Der DiCV Osnabrück verfolgt einen sozialräumlichen Ansatz, vgl. dazu das 4. strategische Ziel des Verbandes: "Vor dem Hintergrund der Kommunalisierung, Sozialraumorientierung sowie der stärkeren Zusammenarbeit zwischen Caritas und Pastoral wird die mittlere Ebene des DiCV gestärkt." Dazu gehört die Mitgestaltung des eigenen Sozialraums sowie fallübergreifende Netzwerkarbeit, die Kooperation mit diversen gesellschaftlichen Akteuren und die Stärkung des gesellschaftlichen Bewusstseins bei Individuen, Gruppen und Organisationen. Angestrebt wird die inklusive Beteiligung von Benachteiligten, d. h. aktive Teilhabe wie Teilgabe an der Gesellschaft.

Weltanschauliche Grundlage der Sozialen Arbeit der Caritas ist der christliche Glaube. Daraus resultierende soziale Werte bilden die Prinzipien der katholischen Soziallehre. Als kirchlicher und gesellschaftlicher Akteur steht der DiCV Osnabrück in der Verantwortung, im Rahmen seiner Möglichkeiten an ihrer Realisierung zum Wohle aller mitzuwirken:

  • Personalität: Jeder Mensch besitzt in seiner Gottebenbildlichkeit eine unverlierbare Würde. Als Individuum einzigartig, ist er zugleich als soziales Wesen auf andere bezogen. Menschen als Personen zu schützen und in ihrer freien verantwortlichen Lebensgestaltung zu unterstützen, ist das Ziel gesellschaftlicher Ordnung bzw. des Bemühens um das Gemeinwohl.
  • Solidarität: Kein Mensch lebt aus sich und für sich alleine. Aufeinander angewiesen, sind Menschen verpflichtet, füreinander bzw. für das Gemeinwohl einzustehen. Die Erfüllung humaner und sozialer Grundbedürfnisse aller ist Aufgabe einer gerechten sozialen Ordnung.
  • Subsidiarität: Soviel Eigenverantwortung wie möglich, soviel Unterstützung wie not-wendig. Im Dienst der Personalität sollen Einzelne oder kleinere Einheiten möglichst viel selbst gestalten und verantworten können. Im Dienst der Solidarität sollen übergeordnete Einheiten unterstützend wirken, wo es aus eigener Kraft nicht geht: Hilfe zur Selbsthilfe, Empowerment zur Teilhabe/-gabe.
  • Gerechtigkeit: In einer gerechten Gesellschaft sind die o.g. Prinzipien realisiert, kommt jedem Menschen das zu, was ihm zusteht. Dabei gesteht jeder auch dem anderen die Rechte und Freiheiten zu, die er umgekehrt für sich selbst beansprucht.

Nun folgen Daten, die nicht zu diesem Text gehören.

PR #213, opened 2017-06-06
Client/server (req-rep) specification

eile:


eile:
See latest diff for a variant of asynchronous requests. The zmq API (req-rep-dealer-router) and doc is "flexible" for this type of use cases. I hope I got it now for the impl.

eile:
> There is an apparent contradiction between "Certain operations are by necessity synchronous" and "Requirements: Asynchronous remote procedure call".

The exchange is synchronous, the API is not. Will clarify.

eile:
> If the API is asynchronous it must return a future

No, it can also take a functor which is called on completion. I picked this approach since it does not require the reply object (if any) to be passed into the get().

eile:
I'll pick your use cases into the Examples section.

eile:
On reading them, maybe not: 1, 2 and 3 are special cases of 4:
1) is 4 with a return value
2) is 4 with parameters and a return value
3) is 4 with parameters

eile:
Or, to phrase it differently: The get Serializable is both your function name (the type uuid) and parameters (may be empty), and the ReplyFunc is your return value. With this you can do any remote call.

doc/feature/ReqRep.md
```diff
@@ -0,0 +1,112 @@
...
+
+## Requirements
+
+* Asynchronous remote procedure call from a Client to a Server
+
+## API
+
+    using ReplyFunc = std::function<void(const void*, size_t)>;
+
+    class Client : public Receiver
```
hernando: Is the inheritance from Receiver important from the user's point of view or is it just convenient for the implementation? If it's the latter replace it with implementetion-defined in the spec.

doc/feature/ReqRep.md
```diff
@@ -0,0 +1,112 @@
...
+Certain operations are by necessity synchronous, RPC-like exchanges. This
+specification describes this client-server API based on zmq req-rep (dealer/router) sockets.
+
+## Requirements
+
+* Asynchronous remote procedure call from a Client to a Server
+
+## API
+
+    using ReplyFunc = std::function<void(const void*, size_t)>;
```
hernando: Refresh my memory, do Zerobuf objects check the type ID during deserialization? Otherwise we are lacking type safety here, however I don't have a good suggestion to fix it (except add the type check in Zerobuf).
In any case, if the server doesn't use Zerobuf or some other typesafe serialization engine, we are in trouble.

doc/feature/ReqRep.md
```diff
@@ -0,0 +1,112 @@
...
+## Issues
+
+### 1: Shall the handle function return a future like the http::Server?
+
+_Resolution: No:_ The http::Server manages internal thread(s) for the protocol
+handling. The zmq rep socket does not, and a multithreaded server would still call handle() synchronously from each worker thread.
+
+### 2: Is the client a receiver?
+
+_Resolution: Yes:_ The get method only sends the request, the reply is received in receive() and correlated to the request.
```
hernando: If a client issues millions of requests and doesn't call receive at all, what does it happen on the server?

doc/feature/ReqRep.md
```diff
@@ -0,0 +1,112 @@
...
+* Asynchronous remote procedure call from a Client to a Server
+
+## API
+
+    using ReplyFunc = std::function<void(const void*, size_t)>;
+
+    class Client : public Receiver
+    {
+        // ctors same as Subscriber
+        void get(const Serializable& request, ReplyFunc& func);
```
hernando: How are server side errors propagated to the client?

doc/feature/ReqRep.md
```diff
@@ -0,0 +1,112 @@
...
+        MemoryUnitPtr getData(const LODNode& node)
+        {
+            MemoryUnitPtr block;
+            _client.get({node, _uri},
+                        [&]( const void* data, const size_t size ){
+                            block = new AllocMemoryUnit(size);
+                            memcpy data to block
+                        });
+
+            _client.receive( TIMEOUT );
```
hernando: To me it looks a lot more natural getting a future from _client.get and calling future.get to resolve it. Is there a way to achieve this without falling into thread-safety traps, or there's a fundamental reason for not doing it?

doc/feature/ReqRep.md
```diff
@@ -0,0 +1,112 @@
...
+            while( _server.receive()) /*nop*/ ;
+        }
+
+        zeroeq::Server _server;
+
+        servus::Serializable::Data _getInfo(const void* data, const size_t size)
+        {
+            ConstURIPtr uri = livre::URI::create(data, size);
+            if( openAndCacheDatasource( *uri ))
+                return dataSource.getVolumeInfo().toBinary();
```
hernando: The binary buffer returned will be moved or copied?

doc/feature/ReqRep.md
```diff
@@ -0,0 +1,112 @@
...
+
+_Resolution: Yes:_ The get method only sends the request, the reply is received in receive() and correlated to the request.
+
+### 3: Is the untyped return serializable an issue?
+
+_Resolution: Open_ The return value data is not typed, since it requires no
+routing to a function. This requires that the client and server use the same
+object and version for this, i.e., the hard versioning of ZeroBuf wrt member
+layout is lost. The ID is not part of the ZeroBuf, so would need separate
+transport and checking in server/client.
```
hernando: I see, this "answers"  my first comment.

tests/common.h
```diff
@@ -1,5 +1,5 @@
 
-/* Copyright (c) 2014-2016, Human Brain Project
+/* Copyright (c) 2014-2017, Human Brain Project
```
hernando: Good that you renamed it, I never liked the name if this file.

hernando:
Why not call get, request? That name doesn't imply there's a return value at all.

Using a future and a template function would allow to introduce some type safety at least in the API. Even if type-safety is not implemented initially, it could be implemented later. The future also provides a natural way of propagating exceptions from the server and allows proper handling in the client. Right now it's not clear at all how errors are handled.

doc/feature/ReqRep.md
eile: Yes, it is important: The user can call a single receive() on a set of publishers, http::servers, clients and servers.

doc/feature/ReqRep.md
eile: See below: func( nullptr, 0 ) is called.

doc/feature/ReqRep.md
eile: When does the receive happen in your case? The app still needs to call it, i.e., future.wait() would deadlock in a single-threaded application. The user can still wrap it in a future with a lambda function.

doc/feature/ReqRep.md
eile: Moved, Serializable::Data has a shared_ptr + size.

doc/feature/ReqRep.md
eile: Implementation-specific. zmq has high-water marks on pending requests, in this case the server reply will block eventually.

doc/feature/ReqRep.md
eile: The first comment from my POV does not make sense. Which one do you mean?

eile: BTW: Would be happy to get KISS ideas on how to resolve this.

eile:
> Why not call get, request? That name doesn't imply there's a return value at all.

Good idea. Will change.

eile:
> future and a template function would allow to introduce some type safety

Some, but not all. The bigger issue is that the reply object changes memory layout and we get a client-server mismatch. Since it would still be the same class, a future would not catch (ha!) this. The reply type id needs to be part of the protocol.

doc/feature/ReqRep.md
hernando: I didn't even think about it because that's an implementation detail. I'd argue that mixing request/reply (which are synchronous) with pub/sub receivers or even receivers from different servers doesn't look like a good idea. I don't know about the implementation details from zmq, but isn't the call to receive the reply blocking? Can you still poll multiple request sockets for the reply?

doc/feature/ReqRep.md
hernando: But can the server block in a single reply if the client doesn't process it? Or the behaviour in this case is a socket parameter?

doc/feature/ReqRep.md
hernando: My first comment is the first comment from my review, which even from your point of view is unique because it's at the very top.

hernando:
The future forces the client to tell the implementation which is the expected type, the implementation still needs some mechanism to gurantee that (which at the moment is missing). But since it also depends on changing the protocol, it's not so different from the current proposal in terms of guarantees anyway.

doc/feature/ReqRep.md
eile: Wrong thread, I guess. It is not an implementation detail. Client::request() is async, and Client::receive() is the sync point. In the sync point the app handles the reply from the server, which is symmetric with the subscription handling.

doc/feature/ReqRep.md
eile: It's a socket parameter, and afaik a single reply won't block.

doc/feature/ReqRep.md
eile: I guess it's the one at the very bottom!?:

> Using a future and a template...

See discussion there.

eile:
> The future forces the client to tell the implementation which is the expected type, the implementation still needs some mechanism to gurantee that (which at the moment is missing). But since it also depends on changing the protocol, it's not so different from the current proposal in terms of guarantees anyway.

The implementation should not care about the *type*, but about the *type id* which is a stronger guarantee and the only one used in other parts of the API. One gains exactly nothing with the template method, because even when using the concrete type it does not prevent sending another type from the server. Note that the sync API in the first iteration used ```get(Serializable& req, Serializable& rep).```

doc/feature/ReqRep.md
hernando: That's not entirely satisfactory. In a request that has an empty reply (item 3 in the list from Raphael) how can I distinguish a success from a failure?

doc/feature/ReqRep.md
hernando: I don't have a strong opinion here. I was just wondering if it could be more natural with the future as Raphael suggested. Right now it looks quite symmetric with the pub, sub, but error handling still looks clunky this way. Callback oriented APIs normally have hooks also for errors.

eile:
reply typing addressed in a1193a7

eile:
See https://github.com/eile/ZeroEQ/tree/reqrep for WIP

eile:
Ping: What's left to discuss here?

zeroeq/subscriber.h
```diff
@@ -70,25 +70,6 @@ class Subscriber : public Receiver
...
-     *   fully qualified
-     * - filters session \<username\> or ZEROEQ_SESSION from environment if
-     *   zeroeq::DEFAULT_SESSION
-     *
-     * @param uri publisher URI in the format [scheme://][*|host|IP|IF][:port]
-     * @param session session name used for filtering of discovered publishers
-     * @throw std::runtime_error if ZeroConf is not available or if session name
-     *                           is invalid
-     */
-    ZEROEQ_API Subscriber(const URI& uri, const std::string& session);
```
tribal-tec: Needs version bump. we should already go to the version 1.0.0 now I guess.

eile: done, to 0.9 for now. Also squashed commits in preparation of rebase-and-merge

eile:
I'll eventually need an approval...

  • Nachhaltigkeit: Bei der Realisierung der Sozialprinzipien ist auf das Wohl nachfolgender Genera­tionen zu achten. Für einen nachhaltigen Gebrauch von Ressourcen zur persönlichen und gesellschaftlichen Entwicklung müssen ökonomische, ökologische und soziale Faktoren ausgewogen und vernetzt berücksichtigt werden.
  • Option für die Armen: Nach dem Vorbild Jesu haben die Bedürfnisse von Schwächeren und Benachteiligten Vorrang vor den Interessen von Stärkeren und Bessergestellten. Soziales Engagement fördert das Gemeinwohl, indem es die Personalität von Menschen mit Hilfebedarf durch solidarische Maßnahmen und subsidiäre Strukturen unterstützt.